The task: The line containing "## Constraint (why" marks the end: output every line of the data up to it, and that line too, exactly as written.

Input material Start Marker

PR #696, opened 2026-07-16
perf(symbol): trigram-index name_strings so bare-name fuzzy lookup stops full-scanning (#685)

### LINKED ISSUE #685: symbol_lookup bare-name fuzzy full-scans name_strings (leading-wildcard LIKE) — index with FTS5 trigram, preserve substring semantics
## Summary

`symbol_lookup` bare-name fuzzy resolution full-**SCAN**s the entire `name_strings` pool (~116k rows on a large index) via a leading-wildcard `LIKE '%name%'`, costing ~40 ms per call. This is the substring-match arm only; exact whole-word lookup is already fast and is not affected.

## Measurement

On a real index (`name_strings` ≈ 115,604 rows), warm cache, sqlite 3.46.1:

| Path | mean | plan |
|---|---|---|
| `symbol_lookup` fuzzy bare-name (`lookup_name`) | ~39.6 ms | `LIST SUBQUERY → SCAN name_strings` |
| `symbol_lookup` exact qualified-name (`lookup_symbol_path`) | ~0.02 ms | UNIQUE `value` index + `idx_symbols_qualified_name_id` |

## Root cause

`lookup_name` (`crates/rag-rat-core/src/query/symbol.rs`) matches qualified names with:

```sql
WHERE (symbols.name = ?1
       OR symbols.qualified_name_id IN (SELECT id FROM name_strings WHERE value LIKE ?2))   -- ?2 = '%name%'
```

The first arm (`symbols.name = ?1`) is an **exact whole-word** match on the indexed `symbols.name` — fast, and it already covers the common "search by the exact identifier" case. The second arm is the substring/fuzzy match: the leading `%` makes the `LIKE` non-sargable, so the subquery scans the whole `name_strings` pool on every bare-name lookup. Cost is essentially independent of the chosen name and grows linearly with the string pool, so it gets worse as the consolidated store grows.

## Constraint (why this needs its own decision)

The fuzzy arm's value is **arbitrary infix substring** matching (`str` finds `as_str`, `to_string`, `str_len`). A naive fix that swaps it for a porter/word-tokenized FTS would silently change the semantics to **whole-token / prefix** matching and lose infix substrings — a behavior regression for agents that rely on partial-name search. The fix must preserve substring semantics.

## Proposed direction

Use an **FTS5 `trigram`** index over `name_strings.value` (or the symbol name set), which supports arbitrary-substring `LIKE` / `MATCH` (min 3 chars) with an index instead of a full scan. Keep the exact `symbols.name = ?1` arm as-is (it's already indexed and is the whole-word path). Short (<3 char) queries fall back to the current scan or the exact arm. Bench the before/after on a large index to confirm the scan is gone and substring results are unchanged.

## Acceptance criteria

- `EXPLAIN QUERY PLAN` for the bare-name fuzzy lookup no longer shows `SCAN name_strings`.
- Substring matches returned are unchanged (a corpus test: a set of `%frag%` queries returns the same symbol set as today).
- Exact whole-word lookup is unchanged and still uses `idx_symbols_name`.

Context: split out of #682 (the graph-traversal full-scan fix), which deliberately left this to a separate decision.

skakri:
## Problem

`symbol_lookup`'s bare-name **fuzzy** arm matches `name_strings.value LIKE '%name%'` — a leading-wildcard LIKE that cannot use the UNIQUE `value` index, so it full-**SCAN**s the ~116k-row interned-name pool on every bare-name lookup (~40 ms measured). The exact whole-word arm (`symbols.name = ?1`) is separate, already indexed, and unaffected.

## Fix

**V72 migration** adds `name_strings_trgm`, an FTS5 **`trigram`** index over `name_strings(value)`:
- External content (`content='name_strings'`, `content_rowid='id'`) — the FTS stores only the index and reads values from the base pool.
- Kept in sync by AFTER INSERT/DELETE/UPDATE triggers (the documented FTS5 external-content pattern); each interned name is indexed as the pool fills.
- One-time backfill of existing names. DROP-and-recreate applier (like `ensure_edges_view`) → fully idempotent and torn-replay safe.

`lookup_name`'s fuzzy subquery changes from `SELECT id FROM name_strings WHERE value LIKE ?2` to `SELECT rowid FROM name_strings_trgm WHERE value LIKE ?2` — the **same `LIKE`**, just resolved through the trigram index. The trigram tokenizer accelerates arbitrary-substring LIKE (≥3 literal chars; shorter patterns still resolve correctly), preserving the exact match set — so substring search (e.g. `str` → `as_str`, `to_string`) is unchanged, not narrowed to whole-token.

## Result

Measured on a real ~116k-name index (identical result rows in every case):

| bare name | old | new | speedup |
|---|---|---|---|
| `reconcile` | 42.3 ms | 5.9 ms | ~7× |
| `embed` | 45.4 ms | 8.8 ms | ~5× |
| `new` | 39.1 ms | 7.8 ms | ~5× |
| `as_str` | 36.6 ms | 20.1 ms | ~2× |
| `str` (9.5k matches) | 51.1 ms | 31.0 ms | ~2× |

(Common substrings retain a floor cost from the outer symbol join + rank `ORDER BY` over the larger match set, which the index can't reduce.) Trigram index overhead ≈ 19 MB for 116k names (~1% of a 1.6 GB store).

## Tests

- `migration_072_is_the_tip_and_trigram_indexes_name_strings` — asserts the FTS table + 3 triggers exist, the AFTER INSERT trigger indexes newly interned names, the trigram `LIKE` returns the **same ids as the base pool `LIKE`**, backfill re-indexes every existing name exactly once, replay is idempotent, and forward-migrate records V72.
- Existing `symbol_lookup` behavior tests pass unchanged (they exercise `lookup_name` end-to-end through the new trigram path).

Fixes #685

### DIFF
--- a/crates/rag-rat-core/src/index/schema/migrations.rs
+++ b/crates/rag-rat-core/src/index/schema/migrations.rs
@@ -784,6 +784,52 @@ pub(crate) fn apply_edge_target_qname_index(conn: &Connection) -> rusqlite::Resu
     )
 }
 
+/// V072 (#685): a trigram FTS index over the interned-name pool. `symbol_lookup`'s bare-name fuzzy
+/// arm matches `name_strings.value LIKE '%name%'` — a LEADING-wildcard LIKE that cannot use the
+/// UNIQUE value index, so it full-scans the whole pool on every bare-name lookup. An FTS5 `trigram`
+/// index accelerates that exact `LIKE` (identical substring-match set for patterns ≥3 chars;
+/// shorter patterns still resolve correctly via a scan). External content
+/// (`content='name_strings'`, `content_rowid='id'`) means the FTS stores only the index and reads
+/// values from name_strings; the insert/delete/update triggers keep it in sync as names are
+/// interned.
+///
+/// DROP-and-recreate (like `ensure_edges_view`) makes it fully idempotent and torn-replay safe: the
+/// backfill always reflects the current pool. It runs once per DB (recorded in schema_version); on
+/// a fresh DB name_strings is still empty here, so the backfill inserts nothing and the AFTER
+/// INSERT trigger indexes each interned name as indexing fills the pool.
+pub(crate) fn apply_name_strings_trigram_index(conn: &Connection) -> rusqlite::Result<()> {
+    conn.execute_batch(
+        "
+        DROP TRIGGER IF EXISTS name_strings_trgm_ai;
+        DROP TRIGGER IF EXISTS name_strings_trgm_ad;
+        DROP TRIGGER IF EXISTS name_strings_trgm_au;
+        DROP TABLE IF EXISTS name_strings_trgm;
+
+        CREATE VIRTUAL TABLE name_strings_trgm USING fts5(
+            value,
+            content='name_strings',
+            content_rowid='id',
+            tokenize='trigram'
+        );
+
+        CREATE TRIGGER name_strings_trgm_ai AFTER INSERT ON name_strings BEGIN
+            INSERT INTO name_strings_trgm(rowid, value) VALUES (new.id, new.value);
+        END;
+        CREATE TRIGGER name_strings_trgm_ad AFTER DELETE ON name_strings BEGIN
+            INSERT INTO name_strings_trgm(name_strings_trgm, rowid, value)
+                VALUES ('delete', old.id, old.value);
+        END;
+        CREATE TRIGGER name_strings_trgm_au AFTER UPDATE ON name_strings BEGIN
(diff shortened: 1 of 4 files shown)


skakri:
Closing unmerged — the trigram approach caused a hard bencher regression (index_time/full_rebuild_cargo +78%, over threshold) from per-insert FTS maintenance on the hot indexing path, and the correct regression-free fix is disproportionate FTS-lifecycle surgery for a secondary read path. Analysis captured on #685; keeping that issue open as won't-do-for-now.

Issue #607, opened 2026-07-10
phase C — C4: account.secrets + content keys + X25519 wrap (#405)


skakri:
The account.secrets log (§8) + per-stream XChaCha20-Poly1305 content keys + X25519 sealed-box wrap per granted device (§15), non-circular `key_id = HKDF(content_key, ...)`, key-wrap fold + lazy rotation on removal. Adds `chacha20poly1305` + `x25519-dalek`. Depends on C1, C3. Spec: §8 / §15. Part of #405.

skakri:
C4 complete — all sub-slices merged: content-key primitives (#709), secrets-chain cut registers (#737), owner-gated secrets acceptance + StreamKeyWrap (#751), minting + wrap authoring (#754), sealing-key selection + key_id adoption cross-check (#760), and lazy content-key rotation on device removal (#762). Deferred follow-ups tracked in #763 (new-device catch-up) and #764 (wrap fan-out chunking). The consuming seal/decrypt path is C5 (#608).

PR #709, opened 2026-07-16
feat(oplog): content-key crypto primitives — content keys, key_id, X25519 sealed-box wrap (C4.1)

skakri:
First slice of the content-key-management phase (#607). The crypto core only — the `account.secrets` log, `key_wrap` authoring, and the actual payload sealing land in later slices (C4.2/C4.3 and C5). Design was adversarially crypto-reviewed before build; the review's three blockers are why `key_id` is 32 bytes, why the ephemeral key is validated + the shared secret asserted contributory, and why `key_wrap` authoring authority is pinned (enforced in C4.3).

## What lands (`oplog::account::keywrap`)
- **`ContentKey`** — a stream's XChaCha20-Poly1305 key (`Zeroizing`, OS-CSPRNG `generate` + seed-deterministic `from_seed`).
- **`KeyId`** = `HKDF-SHA256(content_key, info="rag-rat/content-key-id/1")`, 32 bytes (the frozen `/3` header pins `key_id` at exactly 32). One-way/non-circular — safe in a clear header, and it's what lets a device cross-check its peers' key at an epoch before adopting a key for sealing.
- **`WrapContext { account_id, stream_id, key_epoch, recipient_pub }`** — one canonical fixed-width encoding bound as the AEAD AAD, so a wrap can't be transplanted across account, stream, epoch, or device.
- **`SealedKeyWrap { ephemeral_pubkey, ciphertext[48] }`** + canonical CBOR (domain `rag-rat/key-wrap/1`).
- **`seal_content_key` / `unwrap_content_key`** — hand-rolled HPKE base mode over DHKEM(X25519, HKDF-SHA256) + XChaCha20-Poly1305, mapped field-by-field to RFC 9180 in the module docs. Ephemeral sender key; `HKDF-Extract(salt="", ikm=dh)` then Expand binding `epk || recipient_pub`; wrap key **and** a derived nonce from one PRK (no nonce on the wire).
- **`DeviceX25519Secret::diffie_hellman`** (in `device.rs`) — the ECDH the C1 design reserved for C4; returns the raw `SharedSecret` so the caller owns the contributory policy.

## Security hardening (from the crypto review + Codex)
- Ephemeral pubkey validated through the small-order/identity blocklist **before any DH**; shared secret asserted `was_contributory()` on **both** seal and unwrap — closes the world-computable all-zero-shared-secret substitution.
- Recipient key **canonicalized** before the KDF (X25519 ignores bit 255; seal/unwrap would otherwise diverge for a non-canonical encoding).
- `WrapContext` must name the **actual** recipient (rejects an internally-inconsistent wrap).
- Recovered key `decrypt_in_place` into a `Zeroizing` buffer, and chacha20poly1305's `zeroize` feature enabled so the cipher's own key copy is scrubbed.

## Deps & supply chain
Adds `chacha20poly1305 0.11` (`default-features=false`, `alloc`+`zeroize`) + `hkdf 0.13`, riding the existing `sha2 0.11` / `digest 0.11` line — **no second hash stack**. `cargo deny check`: advisories/bans/licenses/sources all ok.

## Tests
Golden vectors freeze `key_id`, the `WrapContext` bytes, and a full sealed wrap. Adversarial: wrong-recipient, per-field transplant, tamper (epk/ct/tag), small-order epk rejected at validation, non-canonical recipient roundtrips, context/recipient mismatch rejected — the two review-driven fixes are mutation-verified. fmt + both CI clippy invocations + `cargo nextest run -p rag-rat-core` (2609, minus a known dev-box-cage flake in an unrelated `embed_loop` test that passes on CI) all green. Codex-reviewed clean.

## Note (spec owner)
The crypto review flagged that `key_wrap` authoring authority is absent from the sync spec's authorization table. I've pinned it **owner-only** in the C4 plan (enforced in C4.2/C4.3, not this slice); you may want to add the row to the spec doc.

Refs #607

### DIFF
--- a/Cargo.lock
+++ b/Cargo.lock
@@ -9,6 +9,16 @@ source = "registry+https://github.com/rust-lang/crates.io-index"
 checksum = "320119579fcad9c21884f5c4861d16174d0e06250625266f50fe6898340abefa"
 
 [[package]]
+name = "aead"
+version = "0.6.1"
+source = "registry+https://github.com/rust-lang/crates.io-index"
+checksum = "1973cfbc1a2daf9cf550e74e1f088c28e7f7d8c1e1418fb6c9dc5184b7e84c99"
+dependencies = [
+ "crypto-common 0.2.2",
+ "inout",
+]
+
+[[package]]
 name = "ahash"
 version = "0.8.12"
 source = "registry+https://github.com/rust-lang/crates.io-index"
@@ -320,8 +330,23 @@ source = "registry+https://github.com/rust-lang/crates.io-index"
 checksum = "d524456ba66e72eb8b115ff89e01e497f8e6d11d78b70b1aa13c0fbd97540a81"
 dependencies = [
  "cfg-if",
+ "cipher",
  "cpufeatures 0.3.0",
  "rand_core 0.10.1",
+ "zeroize",
+]
+
+[[package]]
+name = "chacha20poly1305"
+version = "0.11.0"
+source = "registry+https://github.com/rust-lang/crates.io-index"
+checksum = "9b89e1c441e926b9c82a8d023f6e1b7ae0adcfaa7d621814e4d60789bac751cb"
+dependencies = [
+ "aead",
+ "chacha20",
+ "cipher",
+ "poly1305",
+ "zeroize",
 ]
 
 [[package]]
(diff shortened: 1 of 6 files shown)


skakri:
@codex review

PR #1274, opened 2024-03-10
Fix Nvidia integration on Fedora containers

Boria138:
When I added file comparison I tested it on Ubuntu and Debian, it worked there, but on Fedora it didn't work as it turned out


Boria138:
If I add quotation marks like shellcheck asks, the code breaks.

89luca89:
Closing due to inactivity, let me know if you want to reopen

PR #1277, opened 2024-03-11
Fix a nit.

mcepl:
Just making the style of the fish script more fish-like and consistent within itself.

Fixes: #1252


89luca89:
Thanks a lot :)

PR #1278, opened 2024-03-11
Update install

briandipalma:


89luca89:
heh always forget this! thanks! :sweat_smile:

PR #1282, opened 2024-03-13
Fixes installation script

ludanin:
Hi, I was trying to update to the latest git version on Bazzite and noticed the installation script was failing when trying to install icons, these changes fixed it for me when installing to `$HOME/.local`


89luca89:
Thanks!

PR #1298, opened 2024-03-20
init: massively speed up apk deps install

JamiKettunen:
Instead of running `apk info` on each package individually instead just compare the list of requested packages to an `apk search` of them and pick the ones that could be found; perhaps something similar could be done for the other package managers as well to avoid such wasted time :p

On alpine due to the way searching for providers of `openssh-client` and exact matching of the found packages (`procps` is `procps-ng`) adjust these both accordingly to keep the end result consistent for alpine and wolfi.

On my end this halves the setup time for the non-toolbox alpine and wolfi images from ~30 and 40 seconds to ~15 and 20 seconds respectively.

### DIFF
--- a/distrobox-init
+++ b/distrobox-init
@@ -421,6 +421,7 @@ if [ "${upgrade}" -ne 0 ] ||
 				gnutar
 				man-db
 				mesa
+				openssh-client
 				posix-libc-utils
 			"
 		elif apk add alpine-base; then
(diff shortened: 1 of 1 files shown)


JamiKettunen:
Hm actually just remembered, should I do something about `openssh-client-default` not matching anything on `alpine:3.13` and below (since there it is `openssh-client`)? https://pkgs.alpinelinux.org/packages?name=openssh-client*&branch=v3.13&arch=x86_64

JamiKettunen:
Since I split some problematic pkgs away from the generic path already it may be better to actually just drop the loop entirely, I'll check on that tomorrow

PR #1299, opened 2024-03-21
Add option to run with clean PATH

sandorex:
The flag name is debatable but ill explain why i would like this feature to exist

_PATH should not be passed by default IMO_, but at least i would like there to be a way to remove it without writing more logic in .profile or .bashrc/.zshrc

This fixes the problem of having cargo, go packages on host get priority over the ones inside the container as my path looks like this
```
...
/home/sandorex/.cargo/bin
/home/sandorex/.golang/bin
/home/sandorex/.npm-packages/bin
...
/home/sandorex/.dbx/dev/.cargo/bin
/home/sandorex/.dbx/dev/.golang/bin
/home/sandorex/.dbx/dev/.npm-packages/bin
...
```
_container `dev` with `~/.dbx` prefix_

### DIFF
--- a/distrobox-enter
+++ b/distrobox-enter
@@ -25,6 +25,7 @@
 # Optional env variables:
 #	DBX_CONTAINER_MANAGER
 #	DBX_CONTAINER_NAME
+#	DBX_CONTAINER_CLEAN_PATH
 #	DBX_SKIP_WORKDIR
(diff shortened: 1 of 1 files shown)


89luca89:
Thanks a lot @sandorex :smile:

PR #1309, opened 2024-03-26
Update install

briandipalma:
I think this may be incorrect, I can't update to the latest release:

image


89luca89:
Thanks but it was just me missing the tag sorry 

Thanks anyway for the PR tho :)

PR #1316, opened 2024-03-30
docs: Specify that distrobox is in the extra repo

nicknamenamenick:


89luca89:
Thanks for the clarification!

PR #1318, opened 2024-03-30
export: consider only absolute candidate icon paths that exist

JamiKettunen:
Previously (for nearly two years since 4522f29?) attempting e.g. `distrobox-export -a htop` with a file/dir named `htop` in `$PWD` it would mistakenly get detected as the icon for the program, copied over to `~/.local/share/icons/` and attempted to be used by the `.desktop` file.

Not sure if this is following the spec exactly but it does fix this very odd issue I only noticed because I happened to have a local git tree checkout of a program in my `$HOME` and while there tried to export a launcher for it to my host and dug deeper when the icon was showing up as entirely blank in GNOME.

### DIFF
--- a/distrobox-export
+++ b/distrobox-export
@@ -477,7 +477,8 @@ export_application() {
 		icon_name="$(grep Icon= "${desktop_file}" | cut -d'=' -f2- | paste -sd "@" -)"
 
 		for icon in ${icon_name}; do
-			if [ -e "${icon_name}" ]; then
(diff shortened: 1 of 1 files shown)


JamiKettunen:
@89luca89 Would you mind taking a look at some of the open pull requests when you have time? Thanks :)

89luca89:
Hi @JamiKettunen sorry was pretty busy :)

LGTM thanks!

PR #1324, opened 2024-04-02
init: massively speed up apt/pacman/xbps deps install

JamiKettunen:
For more details check the commit descriptions. Originally this just had `apt` changes, let me know if I should split the others to different PRs.

## apt
Similar to the previous `apk` optimization (#1298) instead of checking each package one by one instead grab the matching ones from `apt list` and pass them directly over to `apt-get install`.

## pacman
On Arch we can `grep` the `pacman -Ssq` output (all packages) for the ones we're interested in.

`--needed` was already used previously but was dropped with bdf78c39f2bd71296d85da2f0b4a0b7a9624e20c, commented there as well.

## xbps
Similar to Arch on Void we can instead `grep` the `xbps-query -Rs '*'` output (all packages) for the ones we're interested in after filtering out install status, description and versions.

### DIFF
--- a/distrobox-init
+++ b/distrobox-init
@@ -600,14 +600,8 @@ if [ "${upgrade}" -ne 0 ] ||
 			libvulkan1
 			mesa-vulkan-drivers
 		"
-		install_pkg=""
-		for dep in ${deps}; do
-			if apt-cache policy "${dep}" | grep Candidate | grep -qv none; then
-				install_pkg="${install_pkg} ${dep}"
-			fi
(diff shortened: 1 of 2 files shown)


89luca89:
Hi @JamiKettunen this won't work on older Debian/Ubuntu, as `apt` has an unstable CLI interface
Took the liberty to reimplement your idea but with `apt-cache show` so that we keep backward compatibility :+1: 

Anyway that's one hell of a job thank you!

Input material End Marker

Solution:
PR #696, opened 2026-07-16
perf(symbol): trigram-index name_strings so bare-name fuzzy lookup stops full-scanning (#685)

### LINKED ISSUE #685: symbol_lookup bare-name fuzzy full-scans name_strings (leading-wildcard LIKE) — index with FTS5 trigram, preserve substring semantics
## Summary

`symbol_lookup` bare-name fuzzy resolution full-**SCAN**s the entire `name_strings` pool (~116k rows on a large index) via a leading-wildcard `LIKE '%name%'`, costing ~40 ms per call. This is the substring-match arm only; exact whole-word lookup is already fast and is not affected.

## Measurement

On a real index (`name_strings` ≈ 115,604 rows), warm cache, sqlite 3.46.1:

| Path | mean | plan |
|---|---|---|
| `symbol_lookup` fuzzy bare-name (`lookup_name`) | ~39.6 ms | `LIST SUBQUERY → SCAN name_strings` |
| `symbol_lookup` exact qualified-name (`lookup_symbol_path`) | ~0.02 ms | UNIQUE `value` index + `idx_symbols_qualified_name_id` |

## Root cause

`lookup_name` (`crates/rag-rat-core/src/query/symbol.rs`) matches qualified names with:

```sql
WHERE (symbols.name = ?1
       OR symbols.qualified_name_id IN (SELECT id FROM name_strings WHERE value LIKE ?2))   -- ?2 = '%name%'
```

The first arm (`symbols.name = ?1`) is an **exact whole-word** match on the indexed `symbols.name` — fast, and it already covers the common "search by the exact identifier" case. The second arm is the substring/fuzzy match: the leading `%` makes the `LIKE` non-sargable, so the subquery scans the whole `name_strings` pool on every bare-name lookup. Cost is essentially independent of the chosen name and grows linearly with the string pool, so it gets worse as the consolidated store grows.

## Constraint (why this needs its own decision)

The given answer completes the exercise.